--- TASK REQUIREMENTS ---
Look at each line of the records and count those with "from" in them. Please answer with the count alone.

....

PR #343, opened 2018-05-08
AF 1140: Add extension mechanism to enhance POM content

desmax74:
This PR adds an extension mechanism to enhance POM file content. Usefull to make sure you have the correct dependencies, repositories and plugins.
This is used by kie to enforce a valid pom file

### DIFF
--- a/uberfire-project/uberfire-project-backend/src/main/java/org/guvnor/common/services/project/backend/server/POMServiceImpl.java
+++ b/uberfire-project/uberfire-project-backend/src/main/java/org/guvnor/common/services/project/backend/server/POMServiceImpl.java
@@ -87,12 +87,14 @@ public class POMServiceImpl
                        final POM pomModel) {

....

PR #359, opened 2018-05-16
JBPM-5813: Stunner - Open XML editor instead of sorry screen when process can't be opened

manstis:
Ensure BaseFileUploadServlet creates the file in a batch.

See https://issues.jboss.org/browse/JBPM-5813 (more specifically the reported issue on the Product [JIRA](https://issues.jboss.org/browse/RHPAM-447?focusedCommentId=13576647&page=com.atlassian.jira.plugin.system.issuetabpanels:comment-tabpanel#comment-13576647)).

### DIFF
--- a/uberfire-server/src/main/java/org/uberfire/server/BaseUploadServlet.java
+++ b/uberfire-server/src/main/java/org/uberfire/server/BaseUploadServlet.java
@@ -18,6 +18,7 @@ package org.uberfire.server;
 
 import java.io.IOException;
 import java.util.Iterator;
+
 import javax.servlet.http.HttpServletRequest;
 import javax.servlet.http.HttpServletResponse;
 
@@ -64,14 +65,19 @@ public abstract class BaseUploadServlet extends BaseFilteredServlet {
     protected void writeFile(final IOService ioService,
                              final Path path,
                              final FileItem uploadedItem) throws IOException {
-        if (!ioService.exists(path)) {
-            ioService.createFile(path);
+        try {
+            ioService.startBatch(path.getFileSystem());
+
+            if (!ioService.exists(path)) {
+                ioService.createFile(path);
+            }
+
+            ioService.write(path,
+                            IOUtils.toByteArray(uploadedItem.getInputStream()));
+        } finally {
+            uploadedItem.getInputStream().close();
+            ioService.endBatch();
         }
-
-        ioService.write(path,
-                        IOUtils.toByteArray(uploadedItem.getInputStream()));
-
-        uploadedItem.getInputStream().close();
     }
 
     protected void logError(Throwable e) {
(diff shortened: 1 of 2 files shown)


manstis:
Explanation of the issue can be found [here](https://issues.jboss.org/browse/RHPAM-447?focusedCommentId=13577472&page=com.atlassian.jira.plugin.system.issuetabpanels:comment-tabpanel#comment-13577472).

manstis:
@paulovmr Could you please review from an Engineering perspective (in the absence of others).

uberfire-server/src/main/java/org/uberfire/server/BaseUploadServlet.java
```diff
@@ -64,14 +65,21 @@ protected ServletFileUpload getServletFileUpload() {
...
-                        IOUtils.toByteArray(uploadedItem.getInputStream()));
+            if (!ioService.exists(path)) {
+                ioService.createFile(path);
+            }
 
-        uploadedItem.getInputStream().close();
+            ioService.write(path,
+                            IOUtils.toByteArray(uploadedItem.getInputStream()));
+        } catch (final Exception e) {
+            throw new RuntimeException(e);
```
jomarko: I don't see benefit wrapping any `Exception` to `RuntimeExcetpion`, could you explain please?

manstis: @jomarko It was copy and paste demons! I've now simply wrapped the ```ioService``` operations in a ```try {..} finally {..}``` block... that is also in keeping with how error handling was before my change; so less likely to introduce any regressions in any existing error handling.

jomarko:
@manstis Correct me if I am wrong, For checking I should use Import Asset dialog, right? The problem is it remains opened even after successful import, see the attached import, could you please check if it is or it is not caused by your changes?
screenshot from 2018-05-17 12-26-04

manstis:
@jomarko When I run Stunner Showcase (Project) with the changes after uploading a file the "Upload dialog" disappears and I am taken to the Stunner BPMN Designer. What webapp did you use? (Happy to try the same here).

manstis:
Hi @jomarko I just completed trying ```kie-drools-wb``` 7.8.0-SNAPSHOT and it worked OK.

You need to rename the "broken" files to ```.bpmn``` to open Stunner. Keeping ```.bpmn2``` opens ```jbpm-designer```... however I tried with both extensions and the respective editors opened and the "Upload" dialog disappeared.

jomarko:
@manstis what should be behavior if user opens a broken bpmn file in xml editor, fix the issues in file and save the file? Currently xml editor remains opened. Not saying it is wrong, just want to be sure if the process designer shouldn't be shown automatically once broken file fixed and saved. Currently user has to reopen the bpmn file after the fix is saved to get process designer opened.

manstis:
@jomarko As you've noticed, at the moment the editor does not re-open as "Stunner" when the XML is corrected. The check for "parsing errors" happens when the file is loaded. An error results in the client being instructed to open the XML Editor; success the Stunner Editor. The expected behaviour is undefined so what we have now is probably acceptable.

....

--- THE COMPLETED TASK ---
2